You get to write your own job description, what conditions you will perform the job under, and what amount of money you will leave the job under. While on the job, perform it with the boss’s needs foremost in mind—the only form of job security nowadays. Seek out how you can help beyond the job completion and fulfilling the boss’s needs—ask how you can help raise the bottom line. Such activities will not go unnoticed come performance review time (and if so, then remind him). Do not wait for a performance review when asking for a raise or promotion—if you do your job well, see to his needs, AND help raise the bottom line, THEN ask for a raise (because that’s when you deserve it). Keep careful documentation of bottom-line-raising activities as proof—you may need it come re-negotiation time.

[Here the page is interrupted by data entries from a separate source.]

PR #1288, opened 2019-02-11
blob: update all drivers to escape keys as needed; add conformance tests

### LINKED ISSUE #1081: blob/fileblob: repeated slashes fails test
If you add the following test case to `drivertest.testKeys`:

```go
{
  description: "repeatedfwdslashes",
  key: "///foo///bar///baz",
},
```

it fails the test.

(I'd also like to see tests for `./` and `../` while we're here. I like malicious inputs.)

### LINKED ISSUE #1253: blob: update all drivers to escape keys as needed
And update the conformance tests to use a wider range of key/value pairs.

vangent:
Fixes #1081.
Fixes #1253.


blob/azureblob/azureblob.go
```diff
@@ -108,25 +111,6 @@ type Options struct {
 	SASToken SASToken
 }
 
-// Azure does not handle backslashes in the blob key well. As a workaround, all
```
vangent: Note to reviewer: I removed this behavior because I don't think it's what we want. It basically made it so that you could create blob keys with "\\" in the name and they would be automagically munged to "/". But other providers don't do this, so it caused inconsistencies across providers.

Instead, I now escape "\\" if it's found in the raw blob key. Users should be using "/" as a delimiter with the `blob` package (and `fileblob` will convert "/" to `os.PathSeparator` if needed).

blob/drivertest/drivertest.go
```diff
@@ -161,6 +161,9 @@ func RunConformanceTests(t *testing.T, newHarness HarnessMaker, asTests []AsTest
 	t.Run("TestList", func(t *testing.T) {
 		testList(t, newHarness)
 	})
+	t.Run("TestListWeirdKeys", func(t *testing.T) {
```
vangent: Note to reviewer: `testKeys` used to test reading + writing + List of weird keys. I changed it to test everything except List, and added this test for List explicitly.

blob/drivertest/drivertest.go
```diff
@@ -581,65 +638,62 @@ func testListDelimiters(t *testing.T, newHarness HarnessMaker) {
 				listResult{Key: keyPrefix + "/f.txt"},
```
vangent: Note to reviewer: `Hide Whitespace Changes` is your friend for this section of code, I just uncommented some tests.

More money to the company means more money to you.
All these things should be taken into account when selecting a job or deciding between more than one job offer. Salary dollars don't always mean the entire salary—take perks and benefits into account as well. There's hidden money in "them thar" things—sometimes thousands of dollars—when you add it all up! Don't forget--perks and bennies are tax-free to you.